Ab zum bzw. zur PsychologIn? Niemals, ich bin doch nicht verrückt. Das wird schon wieder, ich muss mich nur etwas mehr zusammenreißen. Was denken die anderen bloß von mir, wenn ich nicht mehr alleine klarkomme? Ich muss nur noch bis zum Ende des Semesters durchhalten, dann wird das schon wieder. Und überhaupt – welche beruflichen Konsequenzen folgen, wenn meine künftigen ArbeitgeberInnen davon erfahren? Mit solchen und ähnlichen Gedanken schlagen sich Studierende herum, wenn sie das erste Mal mit dem Begriff der psychologischen Beratung konfrontiert werden. So, wie einige den Gang zum Arzt bzw. zur Ärztin scheuen, so würden andere niemals freiwillig ihren Fuß in eine therapeutische Praxis setzen. Und das, obwohl sie dringend Hilfe bräuchten.

Doch weshalb ist das so? Die wachsende Zahl psychischer Erkrankungen in Deutschland kommt nicht nur dadurch zustande, dass ÄrztInnen und PsychologInnen leichtfertiger Diagnosen vergeben. Tatsächlich sind in den vergangenen Jahren mehr Menschen dazu bereit, sich aufgrund ihrer Sorgen, Ängste und in schwierigen Situationen fachliche Hilfe zu suchen. Allerdings hat eine Vielzahl von ihnen noch immer große Vorbehalte gegenüber den sogenannten „SeelenklempnerInnen“ bzw. „-doktorInnen“. Auch in den Köpfen vieler Studierender zählt der Gang zum bzw. zur PsychologIn zur beinahe letzten Möglichkeit in ausweglosen Situationen, etwa kurz vor dem physischen oder psychischen Zusammenbruch. Und auch dann wird eher nach einem prestigeträchtigeren Coaching geschielt, was nicht zuletzt mit dem Optimierungswahn unserer gegenwärtigen Gesellschaft zusammenhängt.

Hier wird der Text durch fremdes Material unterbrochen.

PR #2355, opened 2025-07-31
Fixes for SQL AST to make it compatible for SQLServer and Synapse

Niels-b:
Noticed some issues while implementing PR feedback for soda-extensions. This PR fixes those issues.
This includes:
- INSERT AST now requires the columns to be specified! 
- Extra testing for the AST `CREATE`, `INSERT`, `DROP` statements. Now we verify all these statements on every datasource.

### DIFF
--- a/soda-core/src/soda_core/common/sql_ast.py
+++ b/soda-core/src/soda_core/common/sql_ast.py
@@ -475,15 +475,17 @@ class CREATE_TABLE_COLUMN(BaseSqlExpression):
         super().__post_init__()
         self.handle_parent_node_update(self.default)
 
+    def convert_to_standard_column(
+        self, table_alias: Optional[str] = None, field_alias: Optional[str] = None
+    ) -> COLUMN:
+        return COLUMN(name=self.name, table_alias=table_alias, field_alias=field_alias)
+
 
 @dataclass
 class INSERT_INTO(BaseSqlExpression):
     fully_qualified_table_name: str
     values: list[VALUES_ROW]
-    columns: Optional[
-        list[COLUMN]
-    ] = None  # For SQLServer and Synapse, if the columns are not specified, the metadata query is used to determine the columns.
-    # The order of values that is inserted should be the ordinal position of the columns!
+    columns: list[COLUMN]  # The order of values that is inserted should be the ordinal position of the columns!
 
     def __post_init__(self):
         super().__post_init__()
@@ -495,10 +497,7 @@ class INSERT_INTO(BaseSqlExpression):
 class INSERT_INTO_VIA_SELECT(BaseSqlExpression):
     fully_qualified_table_name: str
     select_elements: list[SqlExpression | str]
-    columns: Optional[
-        list[COLUMN]
-    ] = None  # For SQLServer and Synapse, if the columns are not specified, the metadata query is used to determine the columns.
-    # The order of values that is inserted should be the ordinal position of the columns!
+    columns: list[COLUMN]  # The order of values that is inserted should be the ordinal position of the columns!
 
     def __post_init__(self):
         super().__post_init__()
--- a/soda-core/src/soda_core/common/sql_ast.py
+++ b/soda-core/src/soda_core/common/sql_ast.py
@@ -470,10 +470,6 @@ class CREATE_TABLE_COLUMN(BaseSqlExpression):
     length: Optional[int] = None
     nullable: Optional[bool] = None
     default: Optional[SqlExpression | str] = None
-    # If True, the type will be looked up in the contract type dict.
-    # This allows for our custom DBDataTypes to be used in the CREATE TABLE statement :).
-    # We have to do this, because in soda-extensions we sometimes get data types from the metadata query. We don't want to convert them into DBDataTypes, instead we use them as is.
-    # do_type_lookup: bool = False
 
     def __post_init__(self):
         super().__post_init__()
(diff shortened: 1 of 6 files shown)


soda-core/src/soda_core/common/sql_ast.py
```diff
@@ -484,7 +480,10 @@ def __post_init__(self):
 class INSERT_INTO(BaseSqlExpression):
     fully_qualified_table_name: str
     values: list[VALUES_ROW]
-    columns: Optional[list[COLUMN]] = None
+    columns: Optional[
+        list[COLUMN]
+    ] = None  # For SQLServer and Synapse, if the columns are not specified, the metadata query is used to determine the columns.
+    # The order of values that is inserted should be the ordinal position of the columns!
```
mivds: Is the comment necessary here? Seems weird if we're moving those databases to live in commercial extensions

soda-sqlserver/src/soda_sqlserver/common/data_sources/sqlserver_data_source.py
```diff
@@ -70,6 +82,42 @@ def _build_create_table_statement_sql(self, create_table: CREATE_TABLE | CREATE_
...
 
+    def _build_insert_into_columns_sql(self, insert_into: INSERT_INTO) -> str:
+        columns = insert_into.columns
+        if columns is None:
+            columns = self.__get_columns_for_table(insert_into.fully_qualified_table_name)
+        columns_sql: str = " (" + ", ".join([self.build_expression_sql(column) for column in columns]) + ")"
+        return columns_sql
+
+    def __get_columns_for_table(self, table_name: str) -> list[COLUMN]:
+        # We do not have access to the DataSourceImpl here, so we cannot use the metadata query. (TODO: do we move this creation to the SQLDialect?)
```
mivds: Outdated comment? I see that the `DataSourceImpl` is now passed in as an argument (which seems like a bad idea)

Niels-b:
As discussed per meeting: I had implemented the "must always specify columns" path, just wanted to make it easier to use for other datasources.
But I agree that always having to specify the columns is better in the long run to avoid strange bugs. 
Still to discuss with Tom.

soda-core/src/soda_core/common/sql_ast.py
```diff
@@ -470,21 +470,22 @@ class CREATE_TABLE_COLUMN(BaseSqlExpression):
...
+    ) -> COLUMN:
+        return COLUMN(name=self.name, table_alias=table_alias, field_alias=field_alias)
+
 
 @dataclass
 class INSERT_INTO(BaseSqlExpression):
     fully_qualified_table_name: str
     values: list[VALUES_ROW]
-    columns: Optional[list[COLUMN]] = None
+    columns: list[COLUMN]  # The order of values that is inserted should be the ordinal position of the columns!
```
mivds: Is the comment still relevant here? I would think you can specify columns/values in whatever order you like, as long as they are both in the same order

soda-core/src/soda_core/common/sql_ast.py
```diff
@@ -496,10 +497,12 @@ def __post_init__(self):
 class INSERT_INTO_VIA_SELECT(BaseSqlExpression):
     fully_qualified_table_name: str
     select_elements: list[SqlExpression | str]
+    columns: list[COLUMN]  # The order of values that is inserted should be the ordinal position of the columns!
```
mivds: Same question here whether this comment is still relevant

soda-tests/tests/components/test_sql_generation.py
```diff
@@ -145,15 +129,45 @@ def test_sql_ast_insert_into_with_datetimes():
...
 
 
+def test_sql_ast_insert_into_via_select():
+    sql_dialect: SqlDialect = SqlDialect()
+    my_insert_into_statement = sql_dialect.build_insert_into_via_select_sql(
+        INSERT_INTO_VIA_SELECT(
+            fully_qualified_table_name='"customers"',
+            select_elements=[
+                SELECT(COLUMN("name").IN("C")),
+                FROM("customers").AS("C").IN(["sdb", "mschm"]),
```
mivds, line 149: Not really related to the scope of this PR, just sharing: I found the use of `.IN` quite confusing in these 2 lines. Wasn't clear to me what it does until I looked at the SQL output

soda-tests/tests/features/test_sql_ast_inserts.py
```diff
@@ -0,0 +1,121 @@
...
+    assert result.rows[2][2] is None
+
+    assert result.rows[0][3] == datetime.date(2021, 1, 1)
+    assert result.rows[1][3] == datetime.date(2021, 1, 2)
+    assert result.rows[2][3] is None
+
+    # Then drop the table to clean up
+    # We explicitly do not use the "if exists" variant, because the table should exist at this point.
+    drop_table_sql = sql_dialect.build_drop_table_sql(DROP_TABLE(fully_qualified_table_name=my_table_name))
+    data_source_impl.execute_update(drop_table_sql)
```
mivds: Is cleanup necessary? Would expect it's not a problem to just leave it there. If it would be a problem, we may need to a `try: ... finally:` to ensure it gets removed even when the test fails

soda-core/src/soda_core/common/sql_ast.py
Niels-b: Ah, right. Didn't catch that. Think it's still relevant to comment that the list of columns should be in the same order as the values.

soda-tests/tests/components/test_sql_generation.py
Niels-b: Yes, I had the same thing. This is just the way the AST is coded now and that might change in the future.

soda-tests/tests/features/test_sql_ast_inserts.py
Niels-b: Cleanup is preferred here I think. 
I've added the `finally:` .

PR #2358, opened 2025-08-01
Migrate data sources from core to extensions

paulteehan:


paulteehan:
I'm pretty sure we can delete this since we decided to keep sqlserver and synapse in core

Der Bedarf an psychologischer Beratung ist deutschlandweit vorhanden. Zahlreiche Studierende sind aufgrund ihrer persönlichen Situation, den Anforderungen des Studiums und/oder der Mehrfachbelastung durch Studium, Job und Familie überfordert. Nicht wenige brechen deshalb ihr Studium ab, weil sie weder aus noch ein wissen. Glücklicherweise reagieren immer mehr Universitäten auf den wachsenden Bedarf, indem sie universitäre psychologische Beratungsstellen einrichten und je nach Indikation auch bei der Vermittlung der passenden Therapie weiterhelfen.

An der Universität Stuttgart sind das die Diplom-Psychologin Petra Kucher-Sturm und der Diplom-Psychologe Rainer Sturm, die sich um die Anliegen – d. h. Sorgen, Fragen und Ängste –  der Studierenden kümmern.

Keine Lust … oder steckt mehr dahinter?

Auf der Suche nach ... Hilfe!

Auf der Suche nach … Hilfe!

Es gibt sie, diese Dinge über niemand gerne spricht. Zumindest dann nicht, wenn man selbst davon betroffen ist. Irgendwie sitzt der Glaube, weit und breit der oder die Einzige mit diesem Problem zu sein, hartnäckig in den Köpfen vieler Menschen. Es gibt zahlreiche Fallgeschichten, die dem oder der einen bekannt vorkommen dürften.

Manchmal schleicht sich eine gewisse Unlust ein, sich mit den Studieninhalten zu beschäftigen. Dann legt man in der Regel eine Pause ein, sucht etwas Ablenkung, treibt Sport oder trifft sich mit Freundinnen und Freunden. Nach einer Weile klingt das Tief wieder ab und es kann mit frischer Motivation (im Hinblick auf die herannahenden Prüfungen) weitergehen. Dann ist alles in bester Ordnung – zumindest bis zum nächsten Tief, das man sich wieder nicht so richtig erklären kann. Aber man kennt es ja schon, es wird wieder nachlassen. Tut es dieses Mal aber nicht. Was dann? Wieder die Zähne zusammenbeißen, einfach weitermachen und die Anzeichen ausblenden? Schließlich hat diese Strategie bislang gefruchtet …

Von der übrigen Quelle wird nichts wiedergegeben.